Data supplied:
'''

Issue #814, opened 2024-08-07
Support for Structured Outputs


hari4698:
I was wondering if there will support in the future for [Structured Outputs](https://platform.openai.com/docs/guides/structured-outputs). Open AI released this feature on August 6th.

### Python example from the Open API docs: 

```python
from pydantic import BaseModel
from openai import OpenAI

client = OpenAI()

class CalendarEvent(BaseModel):
    name: str
    date: str
    participants: list[str]

completion = client.beta.chat.completions.parse(
    model="gpt-4o-2024-08-06",
    messages=[
        {"role": "system", "content": "Extract the event information."},
        {"role": "user", "content": "Alice and Bob are going to a science fair on Friday."},
    ],
    response_format=CalendarEvent,
)

event = completion.choices[0].message.parsed
```

h0rv:
I am looking to add support for the `strict` json schema too.

[instructor-go](https://github.com/instructor-ai/instructor-go) currently gives a similar experience as the python API provides, and in place for Pydantic it use Go struct tags and jsonschema.

modeledge:
Great news. 

I'm not sure how you will approach implementing the actual json schema definition within the request but consider allowing for different implementations of the actual json schema creation. I started with field tags, as in [instructor-go](https://github.com/instructor-ai/instructor-go), but have since moved away from that approach and think field tags are too limiting.

h0rv:
For instructor, JSON tags has been sufficient.

I have been struggling to convert the json schema to the currently defined struct here.

I think it would be great to optionally pass a raw schema to `response_format`.

For example, the current struct does not support defs, which are crucial, especially with complex data types. The OpenAI API supports this: https://platform.openai.com/docs/guides/structured-outputs/supported-schemas.

monstercameron:
This enhancement would be great!

rjcorwin:
Looks like this issue is resolved? https://github.com/sashabaranov/go-openai/pull/813

h0rv:
My issue above is resolved: for those wanting to use their own schema string, and not use the `go-openai/jsonschema`, you can do the following:

```go
JSONSchema: &openai.ChatCompletionResponseFormatJSONSchema{
    Name:        "my-name",
    Schema:      json.RawMessage(schemaJSON),
    Strict:      true,
}
```

hari4698:
Support added for Structured Output. #813

PR #824, opened 2024-08-10
add `SchemaRaw` option for strict json response format

h0rv:
**Describe the change**

Added the ability to pass a raw JSON Schema (`[]byte`) to ResponseFormat for strict mode (structured output).

This is done to be more dynamic with the JSON schema, as there is many features that are there and may be added to the API that would be out of scope for this client to support. For example: https://platform.openai.com/docs/guides/structured-outputs/definitions-are-supported.

These JSON spec features are provided by other Go libraries, and would not make sense to add to this client (unless wanting to add a json schema package it as a dependency).

https://platform.openai.com/docs/guides/structured-outputs/definitions-are-supported

**Describe your solution**

I added a solution to pass in a raw JSON schema and overrode the marshalling method to be compatibile with the existing way and support this way while blocking it if the struct and raw schema are both defined.

**Tests**

I added an integration test to pass the raw JSON schema throught the new field.

Issue: https://github.com/sashabaranov/go-openai/issues/814

### DIFF
--- a/api_integration_test.go
+++ b/api_integration_test.go
@@ -239,3 +239,65 @@ func TestChatCompletionResponseFormat_JSONSchema(t *testing.T) {
 		}
 	}
 }
+
+func TestChatCompletionResponseFormat_JSONSchemaRaw(t *testing.T) {
+	apiToken := os.Getenv("OPENAI_TOKEN")
+	if apiToken == "" {
+		t.Skip("Skipping testing against production OpenAI API. Set OPENAI_TOKEN environment variable to enable it.")
+	}
+
+	var err error
+	c := openai.NewClient(apiToken)
+	ctx := context.Background()
+
+	schema := []byte(`{
+		"type": "object",
+		"properties": {
+			"CamelCase": {"type": "string"},
+			"KebabCase": {"type": "string"},
+			"PascalCase": {"type": "string"},
+			"SnakeCase": {"type": "string"}
+		},
+		"required": ["PascalCase", "CamelCase", "KebabCase", "SnakeCase"],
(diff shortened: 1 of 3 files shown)


monstercameron:
Good on you for submitting this change, this is exactly what I need to proceed with my POC.

AlexanderHott:
+1

sashabaranov:
Hey all, we've just merged #819 with Schema improvements — please let me know if it works for you!

h0rv:
@sashabaranov I am trying to test with `1.29.0` but am seeing this error:

```
Error: unsupported type: map
```

Any reason maps aren't supported? I am using a struct to JSON Schema library which has some mapped fields like this and its not in the actual struct.

sashabaranov:
@h0rv Good point, we are totally open for a PR with map support! :D cc @eiixy

h0rv:
Thanks the replies - I will try using the the string schema directly.

gspeicher:
> You can directly use `json.RawMessage(mySchema)`

Oh nice, I was not aware of that gem. This is much better than implementing your own as I suggested above. Thanks for calling this out! Perhaps it should go in the documentation...

h0rv:
Awesome - was able to get it working and add support for strict mode with instructor. Just added the feature in the latest release. 

Example: https://github.com/instructor-ai/instructor-go/blob/b63ca60f159b7c7cb9517aec12082b27a6cec0e5/examples/auto_ticketer/main.go#L106-L129

h0rv:
I'm going to close this as its not required with the last PR. Thanks for the help everyone!

PR #827, opened 2024-08-15
add strict parameter to function definition

jsingle:
**Describe the change**
This supports the "function calling" aspect of https://openai.com/index/introducing-structured-outputs-in-the-api/

Other PRs address the response_format part, but I haven't seen one for this yet?

https://openai.com/index/introducing-structured-outputs-in-the-api/
https://platform.openai.com/docs/api-reference/chat/create#chat-create-tools

**Describe your solution**
This seems like a dead simple change, unless I'm missing something?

'''

What the exercise asks: Your task is to return all of the material exactly.

Output:
Issue #814, opened 2024-08-07
Support for Structured Outputs


hari4698:
I was wondering if there will support in the future for [Structured Outputs](https://platform.openai.com/docs/guides/structured-outputs). Open AI released this feature on August 6th.

### Python example from the Open API docs: 

```python
from pydantic import BaseModel
from openai import OpenAI

client = OpenAI()

class CalendarEvent(BaseModel):
    name: str
    date: str
    participants: list[str]

completion = client.beta.chat.completions.parse(
    model="gpt-4o-2024-08-06",
    messages=[
        {"role": "system", "content": "Extract the event information."},
        {"role": "user", "content": "Alice and Bob are going to a science fair on Friday."},
    ],
    response_format=CalendarEvent,
)

event = completion.choices[0].message.parsed
```

h0rv:
I am looking to add support for the `strict` json schema too.

[instructor-go](https://github.com/instructor-ai/instructor-go) currently gives a similar experience as the python API provides, and in place for Pydantic it use Go struct tags and jsonschema.

modeledge:
Great news. 

I'm not sure how you will approach implementing the actual json schema definition within the request but consider allowing for different implementations of the actual json schema creation. I started with field tags, as in [instructor-go](https://github.com/instructor-ai/instructor-go), but have since moved away from that approach and think field tags are too limiting.

h0rv:
For instructor, JSON tags has been sufficient.

I have been struggling to convert the json schema to the currently defined struct here.

I think it would be great to optionally pass a raw schema to `response_format`.

For example, the current struct does not support defs, which are crucial, especially with complex data types. The OpenAI API supports this: https://platform.openai.com/docs/guides/structured-outputs/supported-schemas.

monstercameron:
This enhancement would be great!

rjcorwin:
Looks like this issue is resolved? https://github.com/sashabaranov/go-openai/pull/813

h0rv:
My issue above is resolved: for those wanting to use their own schema string, and not use the `go-openai/jsonschema`, you can do the following:

```go
JSONSchema: &openai.ChatCompletionResponseFormatJSONSchema{
    Name:        "my-name",
    Schema:      json.RawMessage(schemaJSON),
    Strict:      true,
}
```

hari4698:
Support added for Structured Output. #813

PR #824, opened 2024-08-10
add `SchemaRaw` option for strict json response format

h0rv:
**Describe the change**

Added the ability to pass a raw JSON Schema (`[]byte`) to ResponseFormat for strict mode (structured output).

This is done to be more dynamic with the JSON schema, as there is many features that are there and may be added to the API that would be out of scope for this client to support. For example: https://platform.openai.com/docs/guides/structured-outputs/definitions-are-supported.

These JSON spec features are provided by other Go libraries, and would not make sense to add to this client (unless wanting to add a json schema package it as a dependency).

https://platform.openai.com/docs/guides/structured-outputs/definitions-are-supported

**Describe your solution**

I added a solution to pass in a raw JSON schema and overrode the marshalling method to be compatibile with the existing way and support this way while blocking it if the struct and raw schema are both defined.

**Tests**

I added an integration test to pass the raw JSON schema throught the new field.

Issue: https://github.com/sashabaranov/go-openai/issues/814

### DIFF
--- a/api_integration_test.go
+++ b/api_integration_test.go
@@ -239,3 +239,65 @@ func TestChatCompletionResponseFormat_JSONSchema(t *testing.T) {
 		}
 	}
 }
+
+func TestChatCompletionResponseFormat_JSONSchemaRaw(t *testing.T) {
+	apiToken := os.Getenv("OPENAI_TOKEN")
+	if apiToken == "" {
+		t.Skip("Skipping testing against production OpenAI API. Set OPENAI_TOKEN environment variable to enable it.")
+	}
+
+	var err error
+	c := openai.NewClient(apiToken)
+	ctx := context.Background()
+
+	schema := []byte(`{
+		"type": "object",
+		"properties": {
+			"CamelCase": {"type": "string"},
+			"KebabCase": {"type": "string"},
+			"PascalCase": {"type": "string"},
+			"SnakeCase": {"type": "string"}
+		},
+		"required": ["PascalCase", "CamelCase", "KebabCase", "SnakeCase"],
(diff shortened: 1 of 3 files shown)


monstercameron:
Good on you for submitting this change, this is exactly what I need to proceed with my POC.

AlexanderHott:
+1

sashabaranov:
Hey all, we've just merged #819 with Schema improvements — please let me know if it works for you!

h0rv:
@sashabaranov I am trying to test with `1.29.0` but am seeing this error:

```
Error: unsupported type: map
```

Any reason maps aren't supported? I am using a struct to JSON Schema library which has some mapped fields like this and its not in the actual struct.

sashabaranov:
@h0rv Good point, we are totally open for a PR with map support! :D cc @eiixy

h0rv:
Thanks the replies - I will try using the the string schema directly.

gspeicher:
> You can directly use `json.RawMessage(mySchema)`

Oh nice, I was not aware of that gem. This is much better than implementing your own as I suggested above. Thanks for calling this out! Perhaps it should go in the documentation...

h0rv:
Awesome - was able to get it working and add support for strict mode with instructor. Just added the feature in the latest release. 

Example: https://github.com/instructor-ai/instructor-go/blob/b63ca60f159b7c7cb9517aec12082b27a6cec0e5/examples/auto_ticketer/main.go#L106-L129

h0rv:
I'm going to close this as its not required with the last PR. Thanks for the help everyone!

PR #827, opened 2024-08-15
add strict parameter to function definition

jsingle:
**Describe the change**
This supports the "function calling" aspect of https://openai.com/index/introducing-structured-outputs-in-the-api/

Other PRs address the response_format part, but I haven't seen one for this yet?

https://openai.com/index/introducing-structured-outputs-in-the-api/
https://platform.openai.com/docs/api-reference/chat/create#chat-create-tools

**Describe your solution**
This seems like a dead simple change, unless I'm missing something?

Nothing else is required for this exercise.